= EXERCISE =
The answer must consist of every line in the records that contains the word "size".

= RECORDS TO USE =
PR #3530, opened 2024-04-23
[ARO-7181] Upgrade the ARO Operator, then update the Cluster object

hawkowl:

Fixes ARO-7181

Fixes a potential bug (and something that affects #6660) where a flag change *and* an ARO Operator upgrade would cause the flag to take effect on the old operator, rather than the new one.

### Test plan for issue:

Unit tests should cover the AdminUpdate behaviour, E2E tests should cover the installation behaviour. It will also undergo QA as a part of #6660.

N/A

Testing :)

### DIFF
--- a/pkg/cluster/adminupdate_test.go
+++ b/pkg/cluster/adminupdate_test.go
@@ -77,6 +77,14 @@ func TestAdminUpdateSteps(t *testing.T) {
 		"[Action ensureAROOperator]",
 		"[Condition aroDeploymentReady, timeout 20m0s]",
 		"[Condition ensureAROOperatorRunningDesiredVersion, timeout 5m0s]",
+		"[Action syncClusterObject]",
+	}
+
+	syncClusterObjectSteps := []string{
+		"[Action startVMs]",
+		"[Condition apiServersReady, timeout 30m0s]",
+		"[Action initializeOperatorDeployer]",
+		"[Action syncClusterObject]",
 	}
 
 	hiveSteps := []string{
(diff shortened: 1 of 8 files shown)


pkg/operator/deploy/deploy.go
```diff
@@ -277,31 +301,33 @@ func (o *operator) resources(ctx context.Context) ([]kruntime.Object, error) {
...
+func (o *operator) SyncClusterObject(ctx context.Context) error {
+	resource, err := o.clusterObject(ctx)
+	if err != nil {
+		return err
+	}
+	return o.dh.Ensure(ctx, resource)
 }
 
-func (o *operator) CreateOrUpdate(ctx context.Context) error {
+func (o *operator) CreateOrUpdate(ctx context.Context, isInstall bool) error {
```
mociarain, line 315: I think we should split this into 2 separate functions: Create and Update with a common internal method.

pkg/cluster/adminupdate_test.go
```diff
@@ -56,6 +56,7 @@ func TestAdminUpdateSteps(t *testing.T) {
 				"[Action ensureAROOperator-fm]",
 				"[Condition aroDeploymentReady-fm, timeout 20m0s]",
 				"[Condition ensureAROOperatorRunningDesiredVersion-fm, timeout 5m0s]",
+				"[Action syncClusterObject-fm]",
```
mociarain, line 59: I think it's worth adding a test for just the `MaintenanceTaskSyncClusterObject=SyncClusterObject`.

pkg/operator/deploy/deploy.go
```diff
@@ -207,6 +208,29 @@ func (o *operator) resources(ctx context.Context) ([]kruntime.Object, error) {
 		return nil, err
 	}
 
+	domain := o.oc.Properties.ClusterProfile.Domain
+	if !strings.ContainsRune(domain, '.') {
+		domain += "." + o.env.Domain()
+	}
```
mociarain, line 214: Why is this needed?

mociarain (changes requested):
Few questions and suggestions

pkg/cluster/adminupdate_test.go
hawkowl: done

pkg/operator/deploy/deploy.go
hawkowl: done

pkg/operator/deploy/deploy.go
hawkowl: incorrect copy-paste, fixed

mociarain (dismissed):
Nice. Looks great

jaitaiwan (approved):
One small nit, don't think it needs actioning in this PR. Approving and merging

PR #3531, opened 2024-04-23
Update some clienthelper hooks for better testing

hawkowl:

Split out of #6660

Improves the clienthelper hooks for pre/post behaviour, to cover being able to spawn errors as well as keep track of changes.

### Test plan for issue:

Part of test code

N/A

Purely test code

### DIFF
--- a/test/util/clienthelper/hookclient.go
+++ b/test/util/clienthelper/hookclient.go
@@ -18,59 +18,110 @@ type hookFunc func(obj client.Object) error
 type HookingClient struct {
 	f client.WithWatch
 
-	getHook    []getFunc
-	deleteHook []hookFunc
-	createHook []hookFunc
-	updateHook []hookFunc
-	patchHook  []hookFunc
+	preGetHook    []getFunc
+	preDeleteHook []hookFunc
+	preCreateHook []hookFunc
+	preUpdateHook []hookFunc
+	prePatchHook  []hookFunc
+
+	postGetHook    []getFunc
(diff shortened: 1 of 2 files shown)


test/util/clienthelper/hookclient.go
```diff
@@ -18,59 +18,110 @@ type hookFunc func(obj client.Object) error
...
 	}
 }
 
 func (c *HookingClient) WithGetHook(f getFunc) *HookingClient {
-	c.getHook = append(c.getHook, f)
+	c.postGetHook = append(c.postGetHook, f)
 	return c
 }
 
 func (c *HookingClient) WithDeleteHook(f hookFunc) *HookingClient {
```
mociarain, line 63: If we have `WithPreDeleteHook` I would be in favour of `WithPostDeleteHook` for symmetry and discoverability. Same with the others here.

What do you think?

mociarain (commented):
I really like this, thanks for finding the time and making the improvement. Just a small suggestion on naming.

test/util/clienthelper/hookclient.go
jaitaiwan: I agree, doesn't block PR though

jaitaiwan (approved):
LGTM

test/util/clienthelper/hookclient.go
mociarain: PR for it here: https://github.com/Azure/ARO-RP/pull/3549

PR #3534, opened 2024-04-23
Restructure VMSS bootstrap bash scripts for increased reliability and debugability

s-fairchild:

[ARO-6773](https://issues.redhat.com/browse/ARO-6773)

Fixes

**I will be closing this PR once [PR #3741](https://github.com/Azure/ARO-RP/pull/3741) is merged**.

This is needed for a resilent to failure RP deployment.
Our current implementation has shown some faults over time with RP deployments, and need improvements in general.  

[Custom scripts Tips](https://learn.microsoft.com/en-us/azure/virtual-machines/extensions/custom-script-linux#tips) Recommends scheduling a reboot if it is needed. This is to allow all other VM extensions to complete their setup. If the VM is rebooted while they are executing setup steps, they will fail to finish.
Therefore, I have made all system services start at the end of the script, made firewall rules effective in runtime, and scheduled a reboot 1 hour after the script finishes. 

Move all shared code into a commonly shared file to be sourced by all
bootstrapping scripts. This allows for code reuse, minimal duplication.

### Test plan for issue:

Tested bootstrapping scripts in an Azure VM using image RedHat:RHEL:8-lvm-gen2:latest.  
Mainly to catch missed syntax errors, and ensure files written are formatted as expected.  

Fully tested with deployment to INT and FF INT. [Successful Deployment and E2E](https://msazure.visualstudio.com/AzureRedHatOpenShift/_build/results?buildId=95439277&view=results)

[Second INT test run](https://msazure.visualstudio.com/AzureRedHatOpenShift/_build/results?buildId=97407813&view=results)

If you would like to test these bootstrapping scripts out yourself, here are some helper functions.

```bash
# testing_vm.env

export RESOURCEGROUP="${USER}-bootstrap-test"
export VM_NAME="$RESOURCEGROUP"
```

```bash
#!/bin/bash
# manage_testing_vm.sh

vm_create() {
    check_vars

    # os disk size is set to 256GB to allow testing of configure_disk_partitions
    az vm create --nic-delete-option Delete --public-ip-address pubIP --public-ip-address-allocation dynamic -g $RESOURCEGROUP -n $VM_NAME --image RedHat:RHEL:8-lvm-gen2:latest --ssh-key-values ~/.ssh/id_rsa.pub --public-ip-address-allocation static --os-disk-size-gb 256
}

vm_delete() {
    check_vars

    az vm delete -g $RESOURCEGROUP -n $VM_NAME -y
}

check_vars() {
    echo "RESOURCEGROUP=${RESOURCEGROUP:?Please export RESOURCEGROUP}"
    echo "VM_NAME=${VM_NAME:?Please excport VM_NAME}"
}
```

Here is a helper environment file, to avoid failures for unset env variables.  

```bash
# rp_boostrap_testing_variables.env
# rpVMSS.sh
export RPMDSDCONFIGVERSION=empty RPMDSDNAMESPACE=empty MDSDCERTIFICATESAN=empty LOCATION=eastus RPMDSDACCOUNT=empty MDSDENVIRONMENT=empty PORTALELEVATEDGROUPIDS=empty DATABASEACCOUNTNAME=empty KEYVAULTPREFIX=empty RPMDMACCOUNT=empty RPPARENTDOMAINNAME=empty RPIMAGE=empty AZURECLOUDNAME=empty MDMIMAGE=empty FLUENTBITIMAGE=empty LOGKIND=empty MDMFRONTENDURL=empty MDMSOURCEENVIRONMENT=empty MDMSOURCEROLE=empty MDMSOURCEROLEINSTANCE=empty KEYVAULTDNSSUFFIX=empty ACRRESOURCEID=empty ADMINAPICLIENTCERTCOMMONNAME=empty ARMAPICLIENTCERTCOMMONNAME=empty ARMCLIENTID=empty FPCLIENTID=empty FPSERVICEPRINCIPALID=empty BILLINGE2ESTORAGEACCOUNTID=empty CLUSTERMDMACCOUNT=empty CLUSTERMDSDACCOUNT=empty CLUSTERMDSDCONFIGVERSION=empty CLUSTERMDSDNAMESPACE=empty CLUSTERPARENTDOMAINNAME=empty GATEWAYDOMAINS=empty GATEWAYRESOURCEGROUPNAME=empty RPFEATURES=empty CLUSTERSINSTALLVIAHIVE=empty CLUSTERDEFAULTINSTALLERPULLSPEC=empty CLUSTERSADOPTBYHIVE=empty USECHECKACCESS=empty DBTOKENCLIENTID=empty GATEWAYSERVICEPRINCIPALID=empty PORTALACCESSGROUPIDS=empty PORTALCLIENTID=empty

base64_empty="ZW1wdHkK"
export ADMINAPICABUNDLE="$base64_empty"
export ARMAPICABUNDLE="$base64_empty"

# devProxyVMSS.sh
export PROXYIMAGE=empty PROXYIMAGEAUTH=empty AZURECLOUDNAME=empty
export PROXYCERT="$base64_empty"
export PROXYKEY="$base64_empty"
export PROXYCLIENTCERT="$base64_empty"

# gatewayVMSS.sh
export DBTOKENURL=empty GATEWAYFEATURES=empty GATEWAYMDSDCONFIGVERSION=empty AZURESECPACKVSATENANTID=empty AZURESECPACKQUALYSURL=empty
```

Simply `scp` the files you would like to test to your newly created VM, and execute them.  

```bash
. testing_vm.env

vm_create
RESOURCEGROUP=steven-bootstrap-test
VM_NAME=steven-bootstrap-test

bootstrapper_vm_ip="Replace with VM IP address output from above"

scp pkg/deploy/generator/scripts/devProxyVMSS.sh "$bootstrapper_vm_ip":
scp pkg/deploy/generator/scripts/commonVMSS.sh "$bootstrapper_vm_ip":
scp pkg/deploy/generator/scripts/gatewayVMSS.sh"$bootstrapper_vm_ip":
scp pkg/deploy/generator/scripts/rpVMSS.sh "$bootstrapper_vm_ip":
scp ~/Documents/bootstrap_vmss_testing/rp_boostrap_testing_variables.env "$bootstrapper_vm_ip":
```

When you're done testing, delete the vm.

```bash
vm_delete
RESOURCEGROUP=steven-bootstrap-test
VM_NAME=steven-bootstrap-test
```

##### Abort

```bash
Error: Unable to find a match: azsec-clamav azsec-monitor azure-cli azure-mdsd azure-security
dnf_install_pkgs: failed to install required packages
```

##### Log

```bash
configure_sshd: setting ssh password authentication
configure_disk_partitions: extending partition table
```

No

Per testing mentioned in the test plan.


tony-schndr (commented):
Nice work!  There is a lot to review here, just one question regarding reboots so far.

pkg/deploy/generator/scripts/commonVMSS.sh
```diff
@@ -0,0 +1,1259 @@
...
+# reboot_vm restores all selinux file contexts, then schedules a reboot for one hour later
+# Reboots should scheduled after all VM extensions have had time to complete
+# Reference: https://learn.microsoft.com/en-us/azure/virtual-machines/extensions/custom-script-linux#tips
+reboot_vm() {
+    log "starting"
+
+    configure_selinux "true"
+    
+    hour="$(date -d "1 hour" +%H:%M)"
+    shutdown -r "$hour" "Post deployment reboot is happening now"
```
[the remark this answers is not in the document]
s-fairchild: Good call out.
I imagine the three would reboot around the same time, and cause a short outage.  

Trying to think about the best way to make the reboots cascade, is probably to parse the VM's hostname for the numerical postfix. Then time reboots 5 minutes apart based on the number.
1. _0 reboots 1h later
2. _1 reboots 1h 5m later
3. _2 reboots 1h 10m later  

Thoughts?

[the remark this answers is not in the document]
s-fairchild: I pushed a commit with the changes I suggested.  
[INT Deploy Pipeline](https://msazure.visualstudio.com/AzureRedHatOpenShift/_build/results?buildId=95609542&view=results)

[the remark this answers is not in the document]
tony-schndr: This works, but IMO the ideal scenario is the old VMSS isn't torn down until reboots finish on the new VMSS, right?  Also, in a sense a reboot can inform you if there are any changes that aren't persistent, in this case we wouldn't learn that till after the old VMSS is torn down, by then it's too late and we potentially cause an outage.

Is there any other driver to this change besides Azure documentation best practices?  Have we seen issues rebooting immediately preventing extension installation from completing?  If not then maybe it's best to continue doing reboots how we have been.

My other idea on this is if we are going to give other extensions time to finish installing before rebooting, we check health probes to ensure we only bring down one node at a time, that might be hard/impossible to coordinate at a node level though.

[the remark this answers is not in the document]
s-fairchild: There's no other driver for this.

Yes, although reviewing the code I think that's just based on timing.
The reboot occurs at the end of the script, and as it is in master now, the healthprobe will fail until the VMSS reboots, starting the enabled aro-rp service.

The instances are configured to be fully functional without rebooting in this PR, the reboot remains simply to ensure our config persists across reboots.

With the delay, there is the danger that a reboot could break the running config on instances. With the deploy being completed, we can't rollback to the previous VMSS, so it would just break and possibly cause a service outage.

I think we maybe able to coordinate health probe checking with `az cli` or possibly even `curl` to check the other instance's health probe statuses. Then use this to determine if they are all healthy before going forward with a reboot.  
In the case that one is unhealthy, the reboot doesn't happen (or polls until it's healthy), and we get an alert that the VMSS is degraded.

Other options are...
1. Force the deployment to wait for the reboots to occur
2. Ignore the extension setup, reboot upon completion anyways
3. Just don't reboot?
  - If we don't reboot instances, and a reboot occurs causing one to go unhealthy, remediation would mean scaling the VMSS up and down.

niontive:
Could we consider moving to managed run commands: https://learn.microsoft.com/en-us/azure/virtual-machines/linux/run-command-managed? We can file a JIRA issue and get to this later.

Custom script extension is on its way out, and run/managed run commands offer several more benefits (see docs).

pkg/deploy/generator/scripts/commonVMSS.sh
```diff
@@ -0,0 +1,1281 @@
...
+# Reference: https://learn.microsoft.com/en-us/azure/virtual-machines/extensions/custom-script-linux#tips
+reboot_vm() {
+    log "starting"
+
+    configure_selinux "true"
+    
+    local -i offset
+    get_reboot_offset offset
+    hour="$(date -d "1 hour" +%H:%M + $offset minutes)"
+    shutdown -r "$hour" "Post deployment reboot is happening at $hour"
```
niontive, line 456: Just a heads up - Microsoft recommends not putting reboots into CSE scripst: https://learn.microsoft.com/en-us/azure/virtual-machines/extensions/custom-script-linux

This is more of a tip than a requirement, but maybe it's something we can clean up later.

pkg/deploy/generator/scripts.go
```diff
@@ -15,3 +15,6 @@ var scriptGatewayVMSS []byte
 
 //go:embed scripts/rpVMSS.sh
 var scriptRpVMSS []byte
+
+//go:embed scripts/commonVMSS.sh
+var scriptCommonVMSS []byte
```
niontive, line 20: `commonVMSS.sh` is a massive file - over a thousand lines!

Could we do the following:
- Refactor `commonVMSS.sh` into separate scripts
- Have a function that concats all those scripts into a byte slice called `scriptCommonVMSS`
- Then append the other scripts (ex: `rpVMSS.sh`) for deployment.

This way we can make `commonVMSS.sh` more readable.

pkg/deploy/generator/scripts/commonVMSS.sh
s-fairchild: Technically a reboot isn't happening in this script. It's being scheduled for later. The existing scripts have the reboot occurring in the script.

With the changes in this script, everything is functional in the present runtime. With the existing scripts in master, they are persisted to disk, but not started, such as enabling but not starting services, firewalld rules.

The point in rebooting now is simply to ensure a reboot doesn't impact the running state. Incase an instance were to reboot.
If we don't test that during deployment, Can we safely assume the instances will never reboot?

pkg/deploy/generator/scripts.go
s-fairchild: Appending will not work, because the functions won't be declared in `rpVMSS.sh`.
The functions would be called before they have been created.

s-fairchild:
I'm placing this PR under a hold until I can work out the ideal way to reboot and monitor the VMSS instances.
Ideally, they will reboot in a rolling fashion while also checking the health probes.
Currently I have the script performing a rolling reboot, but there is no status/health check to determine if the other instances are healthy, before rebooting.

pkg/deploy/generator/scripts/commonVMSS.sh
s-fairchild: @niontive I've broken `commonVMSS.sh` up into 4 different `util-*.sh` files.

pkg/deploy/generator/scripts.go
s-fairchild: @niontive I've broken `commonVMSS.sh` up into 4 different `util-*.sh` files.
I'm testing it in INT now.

= SOLVED PROBLEM =
    # os disk size is set to 256GB to allow testing of configure_disk_partitions
    az vm create --nic-delete-option Delete --public-ip-address pubIP --public-ip-address-allocation dynamic -g $RESOURCEGROUP -n $VM_NAME --image RedHat:RHEL:8-lvm-gen2:latest --ssh-key-values ~/.ssh/id_rsa.pub --public-ip-address-allocation static --os-disk-size-gb 256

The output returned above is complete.